Show the level set of a convex function is convex but that the converse is not necessarily true

Question

I have the following question:

A level set of a function $f(x)$ is a set of the form $\{x : f(x) ≤ c\}$ for different constants $c ∈ \mathbb{R}$. Show that any level set of a convex function is also convex. Also, give an example to show the converse is NOT true, i.e., give an example of a simple 1-dimensional function such that any of its level sets is convex, but the function is not convex.

For this I took two sets $C$ and $D$ such that:

$$D = \{x:f(x)\}\space x \in \Bbb R$$

and

$$C = \{x:f(x) \leq c\}\space x,c \in \Bbb R$$

so $C \subset D$ therefore if $\space x_1,x_2 \in C\space$ then $\space x_1,x_2 \in D$ and since $D$ is convex then $C$ must be convex.

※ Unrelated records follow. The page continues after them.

PR #1204, opened 2026-05-19
fix: Auto-pick http when entering localhost

dawsontoth:
If you’re self-managing a localhost or 127.0.0.1 instance, we can auto-pick http:// for you to make things easier.

https://harperdb.atlassian.net/browse/STUDIO-575

### DIFF
--- a/src/features/clusters/upsert/components/InstanceFormInputs.tsx
+++ b/src/features/clusters/upsert/components/InstanceFormInputs.tsx
@@ -75,6 +75,16 @@ export function InstanceFormInputs({
 								autoCapitalize="none"
 								autoComplete="off"
 								autoCorrect="off"
+								onChange={e => {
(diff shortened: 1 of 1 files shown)


src/features/clusters/upsert/components/InstanceFormInputs.tsx
```diff
@@ -75,6 +75,16 @@ export function InstanceFormInputs({
 								autoCapitalize="none"
 								autoComplete="off"
 								autoCorrect="off"
+								onChange={e => {
```
dawsontoth, line 78: I haven't sorted out a good pattern to memoize these yet, since the field we're rendering based on is dynamic too. The types for that field are the hard part to capture in an extracted component.

kriszyp (approved):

I am stuck on proving the converse though, I get conceptually that I want a quasiconvex function such that any level set is convex. A few places I read that $\sqrt\mid x \mid$ fits the bill but I can't see how it does. Thanks in advance!

Answer 1

The implication

$ \quad\qquad$ convex function $\qquad \Rightarrow\qquad$ convex level sets

is straightforward. Let me provide a counter-example for the inverse implication. It can be $\ f:\mathbb R\rightarrow\mathbb R\ $ given by:

$$ f(x)\ :=\ x+sin(x) $$

You may have a look at the graph if you have any doubts; then you may follow by a proof.

Answer 2

In general functions with convex level sets are called quasiconvex. Such functions are characterised in such way: let $I\subset\Bbb R$ be a convex set (i.e. the interrval, maybe improper), $f:I\to\Bbb R$. The function $f$ is quasiconvex iff either $f$ is monotone or there exists $c\in \Bbb R$ s.t. $f$ is nonincreasing on $(-\infty,c)\cap I$ and $f$ is nondecreasing on $(c,\infty)\cap I$.